• _Your goal_:
Reproduce exactly the lines below, from the first through the one containing "--- a/packages/schemantic_analyzer_plugin/lib/main.dart", and nothing more.

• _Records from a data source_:
┌──
PR #58, opened 2026-01-23
Suggestions

mosuem:
- Add license header via generation instead of extra script
- Implement `anyOf` using an annotation and typed constructors. Typed getters don't make sense IMO, as the user will need to switch on the output anyhow. Happy to be convinced otherwise.
- Use `$` prefix instead of `Schema` suffix, IMO this improves readability and makes it easier to immediately recognize which classes are just an input to the generator and which are to be used.
- Make an analyzer plugin to warn about missing `$` prefixes.

TODOs for a future PR:
- Get the analyzer plugin to work - the analysis server seems to crash when enabling the plugin. For now, it's disabled.
- Implement `@protected` to be auto-applied for `@Schematic`?

### DIFF
--- a/packages/schemantic_analyzer_plugin/lib/main.dart
+++ b/packages/schemantic_analyzer_plugin/lib/main.dart
@@ -109,20 +109,14 @@ class AddSchematicPrefix extends ResolvedCorrectionProducer {
       await builder.addDartFileEdit(file, (builder) {
         // 1. Handle the '$' prefix
         if (!name.startsWith(r'$')) {
-          builder.addInsertion(
-            nameToken.offset,
-            (builder) => builder.write(r'$'),
-          );
+          builder.addSimpleInsertion(nameToken.offset, r'$');
         }
 
         // 2. Handle the 'abstract' keyword
         // The lint enforces both. If 'abstract' is missing, we insert it.
         if (classDeclaration.abstractKeyword == null) {
           final classKeyword = classDeclaration.classKeyword;
-          builder.addInsertion(
-            classKeyword.offset,
-            (builder) => builder.write('abstract '),
-          );
+          builder.addSimpleInsertion(classKeyword.offset, 'abstract ');
         }
       });
     }


packages/schemantic/lib/builder.dart
```diff
@@ -18,5 +18,6 @@ import 'package:source_gen/source_gen.dart';
 import 'src/schema_generator.dart';
 
 Builder schemaBuilder(BuilderOptions options) {
-  return PartBuilder([SchemaGenerator()], '.schema.g.dart');
+  final header = options.config['header'] as String?;
+  return PartBuilder([SchemaGenerator()], '.schema.g.dart', header: header);
```
kevmoo: `PartBuilder` has a HEADER????

Ugh. This is much better. I'm embarrassed.

mosuem: :upside_down_face:

packages/schemantic_analyzer_plugin/lib/main.dart
```diff
@@ -0,0 +1,130 @@
...
+    final classDeclaration = node.thisOrAncestorOfType<ClassDeclaration>();
+
+    if (classDeclaration != null) {
+      final nameToken = classDeclaration.namePart.typeName;
+      final name = nameToken.lexeme;
+
+      await builder.addDartFileEdit(file, (builder) {
+        // 1. Handle the '$' prefix
+        if (!name.startsWith(r'$')) {
+          builder.addInsertion(
```
srawlins: I believe this statement can be replaced a call to `addSimpleInsertion`:

```dart
builder.addSimpleInsertion(nameToken.offset, r'$');
```

packages/schemantic_analyzer_plugin/lib/main.dart
```diff
@@ -0,0 +1,130 @@
...
+            nameToken.offset,
+            (builder) => builder.write(r'$'),
+          );
+        }
+
+        // 2. Handle the 'abstract' keyword
+        // The lint enforces both. If 'abstract' is missing, we insert it.
+        if (classDeclaration.abstractKeyword == null) {
+          final classKeyword = classDeclaration.classKeyword;
+          builder.addInsertion(
```
srawlins: Same here:

```dart
builder.addSimpleInsertion(classKeyword.offset, 'abstract ');
```

PR #60, opened 2026-01-29
feat!: implement Schemantic API redesign with $ prefixed schema definitions and static `$schema` for unified schema access.

pavelgj:
Schemantic API Changes

## 1. Schema Definitions: $ Prefix
Old: abstract class UserSchema New: abstract class $User

All schema classes must now start with `$` (e.g., `$User`, `$Input`, `$Output`).
The generated class will strip the $ (e.g., `$User` -> `User`).
The `*Schema` suffix naming convention is no longer supported/special.

## 2. Instantiation: Default Constructor
Old: `User.from(name: 'Alice')` New: `User(name: 'Alice')`

The generated class now uses the default constructor for creating instances.

## 3. JSON Parsing: Named Factory
Old: `User(jsonMap)` New: `User.fromJson(jsonMap)`

The default constructor `User(this._json)` has been privatized to `User._(this._json)`.
You must now use `User.fromJson` for parsing Maps.

## 4. Schema Access: Static Field
Old: `UserType.parse(...)`, `UserType.jsonSchema() `New: `User.$schema.parse(...)`, `User.$schema.jsonSchema`

The `*Type` utility class (e.g., `UserType`) is no longer generated as a public class.
Access schema metadata and utilities via the static `$schema` field on the generated class.

### DIFF
--- a/packages/genkit/lib/src/core/reflection.dart
+++ b/packages/genkit/lib/src/core/reflection.dart
@@ -301,8 +301,7 @@ class ReflectionServer {
   }
 
   Future<void> _handleRunAction(HttpRequest request) async {
-    final body =
-        jsonDecode(await utf8.decodeStream(request)) as Map<String, dynamic>;
+    final body = await _jsonDecodeStream(request);
     final key = body['key'] as String;
     final input = body['input'];
     final stream = request.uri.queryParameters['stream'] == 'true';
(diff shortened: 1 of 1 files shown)


packages/genkit_firebase_ai/lib/genkit_firebase_ai.dart
```diff
@@ -145,7 +145,9 @@ class _FirebaseGenAiPlugin extends GenkitPlugin {
             responseJsonSchema:
                 req.config?['responseJsonSchema'] as Map<String, dynamic>?,
             thinkingConfig: req.config?['thinkingConfig'] != null
-                ? m.ThinkingConfig(
+                ?
+                  // ignore: deprecated_member_use
```
kevmoo, line 149: @pavelgj – just to make analyzer happy. Not exactly sure what to do here to migrate

PR #76, opened 2026-01-31
samples: introduce a new test application demonstrating various agentic patterns in Dart.

pavelgj:


pubspec.yaml
```diff
@@ -11,6 +11,7 @@ workspace:
   - packages/genkit_google_genai
   - packages/genkit_shelf
   - packages/schemantic
+  - testapps/agentic-patterns
```
kevmoo: Update the bits at the end of the file ensuring build is ran w/ melos!

pubspec.yaml
```diff
@@ -55,5 +55,5 @@ melos:
     build-gen-testapps:
       exec: dart run build_runner build
       packageFilters:
-        scope: "{ai_features,basic_sample}"
+        scope: "{agentic-patterns,ai_features,basic_sample}"
```
kevmoo: the `packageFilters` is the package name – a hyphen won't work I don't think. Double check that it runs!

pavelgj: good catch. renamed the folder.

PR #84, opened 2026-02-03
undo core

pavelgj:


packages/genkit/lib/src/utils_web.dart
```diff
@@ -0,0 +1,23 @@
...
+//
+// Unless required by applicable law or agreed to in writing, software
+// distributed under the License is distributed on an "AS IS" BASIS,
+// WITHOUT WARRANTIES OR CONDITIONS OF ANY KIND, either express or implied.
+// See the License for the specific language governing permissions and
+// limitations under the License.
+
+String? getEnvVar(String name) {
+  if (Uri.base.queryParameters.containsKey(name)) {
+    return Uri.base.queryParameters[name];
```
kevmoo, line 17: Again, we should be careful here. This would leak into any production app using this. Should we just punt on it now?

pavelgj: I renamed it to `getConfigVar` and I'm not too worried -- it's only used for telemetry stuff which should be compiled out in prod.

PR #95, opened 2026-02-10
feat(plugins): add OpenAI plugin

cabljac:
This PR adds an OpenAI-compatible plugin, following the patterns of this repo and the existing typescript plugin of the same vein.

It also adds a basic test app for the plugin.

## Testing
- [x] Listing of models
image

- [x] Using a model for chat
image

- [x] Multi-turn chat
image

- [x] System prompt
image

- [ ] Images (does not work)
image

- [x] Stream chat
image

- [x] Genkit Tools
image

- [ ] Web Search Tool (does not work)

- [x] JSON
image

- [x] Config max tokens
image

### DIFF
--- a/packages/genkit_openai/build.yaml
+++ b/packages/genkit_openai/build.yaml
@@ -14,7 +14,7 @@ targets:
             //     http://www.apache.org/licenses/LICENSE-2.0
             //
             // Unless required by applicable law or agreed to in writing, software
-            // distributed on an "AS IS" BASIS,
+            // distributed under the License is distributed on an "AS IS" BASIS,
             // WITHOUT WARRANTIES OR CONDITIONS OF ANY KIND, either express or implied.
             // See the License for the specific language governing permissions and
             // limitations under the License.


testapps/openai_sample/pubspec.yaml
```diff
@@ -0,0 +1,16 @@
+name: openai_compat_sample
+publish_to: none
+description: Genkit Dart OpenAI compatibility test application
+resolution: workspace
+
+environment:
+  sdk: ^3.10.0
```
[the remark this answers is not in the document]
cabljac: Screenshot 2026-02-10 at 16 12 00

Not sure that's correct? But worth checking what versions we should support

packages/genkit_openai_compat/lib/src/converters.dart
```diff
@@ -0,0 +1,207 @@
...
+// See the License for the specific language governing permissions and
+// limitations under the License.
+
+import 'dart:convert';
+
+import 'package:genkit/genkit.dart';
+import 'package:openai_dart/openai_dart.dart';
+
+/// Convert Genkit messages to OpenAI format
+List<ChatCompletionMessage> toOpenAIMessages(
```
kevmoo: I wonder if most of these would be better as extensions – just for readability

@pavelgj ?

cabljac: I think yeah we're planning to change it to a class based method rather than a global method

cabljac: @CorieW

testapps/openai_sample/lib/openai_flows.dart
```diff
@@ -0,0 +1,184 @@
...
+  print('Assistant: ${response.text}\n');
+}
+
+/// Run all examples
+Future<void> runAllExamples(String apiKey) async {
+  await simpleGenerateExample(apiKey);
+  await streamingExample(apiKey);
+  await toolCallingExample(apiKey);
+  await conversationExample(apiKey);
+}
```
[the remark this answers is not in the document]
cabljac: I don't think calling them is necessary for them to be exposed in the dev UI for this test app.

PR #140, opened 2026-02-19
fix(genkit core): don't set streamingRequested when onChunk is not provided

cabljac:
When generate() is called with outputSchema but without onChunk, it incorrectly sets streamingRequested: true in the model plugin context, because the onChunk passed to generateHelper was always a non-null lambda. This forces model plugins into their streaming code path unnecessarily. The fix only passes onChunk when the caller actually provided one.

### DIFF
--- a/packages/genkit/test/genkit_test.dart
+++ b/packages/genkit/test/genkit_test.dart
@@ -330,5 +330,44 @@ void main() {
         );
       },
     );
+
+    test(
+      'generate with outputSchema and onChunk should request streaming',
+      () async {
+        const modelName = 'streamingOutputModel';
+
+        bool? wasStreamingRequested;
+
+        genkit.defineModel(
+          name: modelName,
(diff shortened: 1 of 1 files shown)


packages/genkit/test/genkit_test.dart
```diff
@@ -286,5 +292,43 @@ void main() {
       expect(receivedChunks[1].text, 'chunk2');
       expect(result.text, 'final response');
     });
+
+    test(
```
CorieW, line 296: is there an opposite test anywhere? So, checking that `streamingRequested` is `true`?

cabljac: fair point, will add one :)

pavelgj (approved):

cabljac:
@pavelgj  I think this is now fixed in main from other changes? closing this

PR #151, opened 2026-02-21
fix: fix a couple of dartdoc issues

kevmoo:
Also include a tool to check all of the docs for `dart doc` issues


.github/workflows/dart_ci.yml
```diff
@@ -43,11 +43,8 @@ jobs:
...
+
       - name: Verify clean git tree
-        run: |
-          git diff --exit-code
-          if [ -n "$(git status --porcelain)" ]; then
-            echo "Git directory is not clean. Working tree:"
-            git status
-            exit 1
-          fi
+        run: '[ -z "$(git status --short)" ] || (git status --short && exit 1)'
```
kevmoo, line 50: This is a cleaner way to do the same

PR #230, opened 2026-03-20
fix: let list() throw on API errors to preserve retry, graceful init() for custom models

### LINKED ISSUE #229: Failed to start the MCP service
Failed to start the MCP service. I am using an OpenAI-compatible API, and the MCP service fails to start. Here is the code:

If I remove the plugins parameter from OpenAI, it starts normally.

```dart
import 'dart:io';

import 'package:genkit_mcp/genkit_mcp.dart';
import 'package:genkit_openai/genkit_openai.dart';
import 'package:uuid/uuid.dart';

void main() async {
  final ai = Genkit(
    plugins: [
      openAI(
        apiKey: "aws-xxx",
        baseUrl: "http://xxx/v1",
        headers: {
          "Authorization": "aws-xxx",
          "appCode": "appdev-flickr-prod",
          "requestId": const Uuid().v7(),
          "accept": "*/*",
        },
        models: [
          const CustomModelDefinition(
            name: "amazon-anthropic.claude-opus-4-5-20251101-v1:0",
          ),
        ],
      ),
    ],
  );

  ai.defineTool(
    name: 'add',
    description: 'Add two numbers together',
    inputSchema: .map(.string(), .dynamicSchema()),
    fn: (input, _) async {
      final a = num.parse(input['a'].toString());
      final b = num.parse(input['b'].toString());
      return (a + b).toString();
    },
  );

  final server = createMcpServer(ai, McpServerOptions(name: 'my-server'));
  final transport = await StreamableHttpServerTransport.bind(
    address: InternetAddress.loopbackIPv4,
    port: 3000,
  );
  await server.start(transport);
}

```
└──
• _Response_:
PR #58, opened 2026-01-23
Suggestions

mosuem:
- Add license header via generation instead of extra script
- Implement `anyOf` using an annotation and typed constructors. Typed getters don't make sense IMO, as the user will need to switch on the output anyhow. Happy to be convinced otherwise.
- Use `$` prefix instead of `Schema` suffix, IMO this improves readability and makes it easier to immediately recognize which classes are just an input to the generator and which are to be used.
- Make an analyzer plugin to warn about missing `$` prefixes.

TODOs for a future PR:
- Get the analyzer plugin to work - the analysis server seems to crash when enabling the plugin. For now, it's disabled.
- Implement `@protected` to be auto-applied for `@Schematic`?

### DIFF
--- a/packages/schemantic_analyzer_plugin/lib/main.dart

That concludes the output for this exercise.